Our claim of 99th percentile publishing latency under 10 milliseconds is also confirmed. Note that a larger Pulsar cluster will be able to achieve even lower latencies on the tail of the curve, because the more load you apply to fewer broker/bookies in the cluster, the more the pressure on the 99th percentile, moving the inflection point for the latency quantile to the left.
Figure 5. Average end-to-end latency measured over seconds.
Over 80% of the end-to-end latency is between 6 milliseconds and 14 milliseconds and is remarkably stable.
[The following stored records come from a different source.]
Issue #1168, opened 2026-08-26
[P0.33] Published codeframe-ai 0.9.2 is dead on arrival — unpinned anthropic resolves to 1.0.0, which removed temperature


frankbria:
## Problem

`codeframe-ai 0.9.2` on PyPI is dead on arrival for a new user. Every LLM-backed
command fails immediately:

```
$ cf prd generate
Using template: Standard PRD
Error: The anthropic API call failed.

Provider response:
Messages.create() got an unexpected keyword argument 'temperature'
```

**Cause.** `pyproject.toml` pinned `anthropic>=0.18.0` — a floor with no ceiling.
`anthropic` 1.0.0 has since been published, and it **removed `temperature`** (and
the other sampling kwargs) from `Messages.create()`:

```
0.70.0: max_tokens, messages, model, metadata, stop_sequences, stream, system,
        temperature, thinking, tool_choice, tools, top_k, top_p, ...
1.0.0:  max_tokens, messages, model, cache_control, container, inference_geo,
        metadata, output_config, service_tier, stop_sequences, stream, system,
        thinking, tool_choice, tools, user_profile_id, ...
```

`AnthropicProvider` passes `temperature` unconditionally (deliberately, #767), so
a fresh resolve to 1.0.0 raises `TypeError` on the first call.

**Why nothing caught it.** `uv.lock` resolves `anthropic` 0.70.0, so CI, `uv sync`
and every developer machine are on a working SDK. Only a *fresh, unlocked*
install — `uv tool install codeframe-ai`, i.e. exactly what the README tells a
new user to run — drifts to 1.0.0. This is the same shape as #1112 (0.9.1 shipped
retired model IDs): the code on `main` is fine, the artifact users install is not.

Found by the #614 cold-start harness against published 0.9.2. Full run:
`scripts/quickstart-cleanroom/artifacts-pypi-0.9.2/` — 4 of 14 documented steps
failed, the pipeline never reached a working `cf work start`.

## Fix

The pin is corrected on `main` (`anthropic>=0.18.0,<1.0`) with a guard test that
asserts every kwarg the adapter sends is accepted by the *installed* SDK, so the
next signature drift fails in CI instead of in a release.

**That fix does not help anyone until it is published.** The artifact on PyPI is
still broken.

## Acceptance criteria

- [ ] `0.9.3` is published to PyPI with the corrected pin
- [ ] `scripts/quickstart-cleanroom/run.sh` (no `--source`) reaches `cf proof run`
[...]

Issue #614, opened 2026-06-12
Launch: validate the 15-minute quick start from a clean machine + recorded demo


frankbria:
## Problem
`docs/QUICKSTART.md` and `docs/GOLDEN_PATH.md` exist, but the cold-start experience has never been validated as a conversion path: fresh machine, no repo checkout, following only the README.

## Acceptance criteria
- [ ] On a clean container/VM with only Python 3.11+, uv, and an ANTHROPIC_API_KEY: install (per the packaging issue) → `cf prd generate` → `cf tasks generate` → `cf work start` → `cf proof run` in **≤ 15 minutes**, following only the README/QUICKSTART
- [ ] Every papercut found during the walkthrough is filed as its own bug issue and linked here
- [ ] A recorded walkthrough exists and is embedded/linked in the README (2–3 min video or GIF; a narrated Showboat markdown demo also works as the canonical reproducible artifact)
- [ ] QUICKSTART and GOLDEN_PATH updated to match reality post-walkthrough

Depends on: PyPI packaging issue (the walkthrough must use the packaged install, not a clone).

frankbria:
## Cold-start walkthrough complete

Ran the full quickstart twice on a throwaway `python:3.11-slim` container — no CodeFRAME installed, no repo checked out, only Python 3.11, `uv` and an `ANTHROPIC_API_KEY` — following only the README. Harness, transcripts and per-step timings are in the PR.

**Narrated walkthrough:** [`docs/demos/quickstart-cleanroom.md`](../blob/main/docs/demos/quickstart-cleanroom.md) (Showboat; `showboat verify` passes, so every code block in it re-runs and still matches).
**Reproduce:** `scripts/quickstart-cleanroom/run.sh` (add `--source <out>` to test a source install instead of the published package).

### Result against each acceptance criterion

- [x] **≤ 15 minutes** — **8m14s (494s)** end to end on a source install of `main`, including a 361s agent run. The time budget is not the problem.
- [ ] **From the packaged install** — ❌ **blocked.** Published `codeframe-ai 0.9.1` pins five retired Anthropic model IDs, so `cf prd generate` 404s and the whole pipeline is dead on arrival. `main` already has the corrected IDs, so **this needs a 0.9.2 release, not a code fix** → #1112.
- [x] **Every papercut filed and linked** — nine issues below.
- [x] **Recorded walkthrough linked in the README** — done, linked from the Quick Start section.
[...]

Issue #558, opened 2026-04-07
[Phase 5.2] Cost analytics: per-task and per-agent breakdowns + task board cost badge


frankbria:
## Goal
Extend the Costs page with detailed breakdowns, and add a cost badge to task board cards.

## Background
Follows the summary page (#557). Users need to know which tasks are expensive and which agents drive cost.

## Scope
**Costs page additions** (within `/costs`):
- **Top 10 most expensive tasks** table: task title, agent type, input tokens, output tokens, cost — link to task detail
- **Cost by agent type** breakdown: bar or pie chart comparing Claude Code vs Codex vs OpenCode vs ReAct
- **Input vs output token split** per period (stacked bar or summary row)
- Backend: `GET /api/v2/costs/tasks?days=30` and `GET /api/v2/costs/by-agent?days=30`

**Task board** (`/tasks`):
- Add a small cost badge to each task card (e.g., `$0.12`) if cost data exists for that task
- Tooltip on hover showing token breakdown
- Zero cost or no data = badge hidden (not shown as `$0.00`)

## Acceptance criteria
- [ ] Top-10 table renders with correct data
- [ ] Agent breakdown chart renders
- [ ] Task cards show cost badge where data exists
- [ ] `npm test` and `npm run build` pass

PR #1176, opened 2026-08-27
fix(tokens): CallType had no verification_fix, so every self-correction record was dropped

frankbria:
## Why

The cold-start cleanroom run against **published 0.9.3** (the #1168 verification) got the pipeline further than any previous run, and the newly-reachable code threw:

```
Token usage persistence failed for task 9256a835-...
pydantic_core.ValidationError: 1 validation error for TokenUsage
call_type
  Input should be 'task_execution', 'code_review', 'coordination' or 'other'
  [type=enum, input_value='verification_fix', input_type=str]
```

`react_agent.py:943` emits `call_type="verification_fix"` for each self-correction retry, but `CallType` (`core/models.py:162`) never defined it. `TokenUsage` rejected the record and `_persist_token_usage` swallowed it with a WARNING (#712), so **every verification-fix cycle's tokens and cost silently vanished from `token_usage`** — the same data-loss class as #558's int-cast UUID task IDs, and it only became reachable once 0.9.3 let the pipeline run that far.

Reproduces on `main` in one line:

```python
TokenUsage(task_id='t', agent_id='a', model='m', input_tokens=1, output_tokens=1,
           call_type='verification_fix')   # ValidationError
```

## What

- `codeframe/core/models.py` — add `VERIFICATION_FIX = "verification_fix"` to `CallType`.
- `tests/core/test_react_agent_tokens.py` — `TestEveryEmittedCallTypeIsValid`, two tests.
- `scripts/quickstart-cleanroom/artifacts-pypi-0.9.3/` — the cleanroom run that caught it, same five files the 0.9.2 run tracks.

**No migration.** The column is `call_type TEXT` with no `CHECK` constraint (`core/workspace.py:127`), so the enum is the whole fix. The `agent.py` → `cost_tracker.record_response` path takes a plain `str` and was never affected.

**Scope note:** `agent.py` also passes `diagnostic_fix`, `self_correction` and `blocker_question` to `cost_tracker`, which does not validate. I did not add those to the enum — they never reach `TokenUsage`, and adding members for values nothing validates would be speculative.

## Tests

Two guards rather than one assertion, because the failure mode is drift:

1. `test_every_call_type_react_agent_emits_is_a_valid_calltype` — pins **every** `call_type` literal in `react_agent.py` against the enum, so the next unlisted one fails in CI instead of in a release.
2. `test_a_verification_fix_record_actually_persists` — end-to-end; asserts the row lands in `token_usage` rather than being swallowed.

Both verified **red** before the fix (the enum ValidationError), green after.

## Verification

- `uv run pytest tests/ --ignore=tests/e2e -m "not lifecycle"` — **6483 passed, 19 skipped, 0 failed** (533s)
- Checked no test or web-ui code pinned `CallType`'s membership before widening it

## Known limitations

The cleanroom run is committed as evidence, not as a passing run — the quickstart still does not complete, for causes unrelated to this fix: `6-batch-run` blew the 900s step budget (20.7 min total, over #614's 15-minute target — #1171), and `6-work-start` ends on a legitimate `BLOCKER_CREATED` that the harness scores FAIL. Neither is addressed here.

Refs #1168


frankbria:
## Pre-merge verification — demo evidence + final triage

### Demo — outcome evidence on the database row

This bug's only symptom was an **absent row plus a WARNING**. A passing suite, a zero exit code and green CI were all true while the data was being lost, so none of them are evidence here. The demo seeds one `verification_fix` record, calls the real `_persist_token_usage` against a real workspace SQLite DB, and reads `token_usage` back.

| Claim | Action | Outcome evidence | Status |
|---|---|---|---|
| Verification-fix records were silently dropped | Probe run against the pre-fix enum | `token_usage rows : []` — record lost, and the process still exited **without raising to the caller** | **VERIFIED** |
| The enum addition makes them persist | Identical probe, identical input, this branch | `token_usage rows : [('verification_fix', 100, 50)]` | **VERIFIED** |
| The guards are real, not vacuous | Restored the pre-fix enum, re-ran both new tests | Both **FAIL** without the fix, both pass with it, tree restored to 0 modified files | **VERIFIED** |
| No migration is required | Read the schema | `core/workspace.py:127` is `call_type TEXT`, no `CHECK` constraint — independently confirmed by the GLM reviewer, which also established the `CHECK(...)` in `specs/015-review-polish/data-model.md:58` was never the shipped schema | **VERIFIED** |
| The `agent.py` values are correctly omitted | Traced the alternate path | `cost_tracker.record_response` (`cost_tracker.py:109`) takes a plain `str` into an in-memory list and never builds a `TokenUsage` — nothing validates them | **VERIFIED** |

### Final triage

Cutoff `2026-08-27T05:34:39Z`. **New findings since cutoff: 0.** Four automated passes total, all clean.

**Fixed:**

- *Guard regex matches only the `"call_type": "literal"` dict shape, so an f-string or variable call site would drop out of coverage silently* — raised **independently by both Claude passes**, so it was worth acting on rather than waving through. Now documented inline as an accepted tradeoff (`d459fef`), with `assert emitted` named as the loud-failure backstop. Both post-cutoff reviewers confirm it as resolved.

**Skipped, with justification:**

- *`_persist_token_usage`'s `for record in …` loop sits inside a single `try/except`, so one malformed record aborts the remaining records rather than just its own insert* (GLM, flagged explicitly as pre-existing and "no action requested") — **skipped: not introduced here.** This fix removes the only known trigger; restructuring error handling on the runtime persistence path is a real change with its own blast radius and does not belong in a release-follow-up. Worth its own issue if the shape ever bites again.
- *The enum comment's provenance clause ("caught by the cold-start cleanroom run against published 0.9.3") is more changelog than code comment* (claude, explicitly not requesting a change) — **skipped:** the reviewer's own reasoning is right — the *why* (self-correction retries need their own call_type) is stated first, so it still reads correctly once 0.9.3 is old news.

### CI

All 11 checks green on `d459fef` (3 skipped by design). Local: full gate **6483 passed / 19 skipped / 0 failed** on the fix commit; **52 passed / 3 skipped** re-run on the docs commit; `ruff check .` clean.

### Note on what this PR does *not* claim

The committed cleanroom artifacts are evidence, not a passing run. `6-batch-run` still TIMEOUTs at 925s (20.7 min total, over #614's 15-minute target — #1171) and `6-work-start` ends on a legitimate `BLOCKER_CREATED` the harness scores FAIL. Neither is addressed here.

Lastly, we’ll show you a table that summarizes the latency distribution.
Latency type |
Average mean |
50% median |
75% |
95% |
99% |
Publishing (milliseconds) |
3.111 |
2,868 |
3.218 |
3.835 |
8.318 |
End-to-end (milliseconds) |
11.385 |
11.0 |
13.0 |
16.0 |
36.0 |
Table 4. A summary of latency distribution.
Conclusion
We’ve just shown, step by step, how we executed our messaging system testing framework, and how we confirmed the following results:
One million messages per second over a two hour duration, sustained on both the producer and consumer workers, on a modestly-sized Pulsar cluster
A 99th percentile publishing latency under 10 milliseconds. A larger Pulsar cluster will be able to achieve even lower latencies on the tail of the curve
Over 80% of the end-to-end latency is between six milliseconds and 14 milliseconds, and is remarkably stable
Unlike most traditional message brokers, Pulsar at its heart is a streaming platform designed for horizontal scalability. These tests illustrate what can be done with a modestly-sized Pulsar cluster. Growing the cluster by adding more broker and BookKeeper nodes means that we’re just scratching the surface of what can be achieved with Starlight for JMS.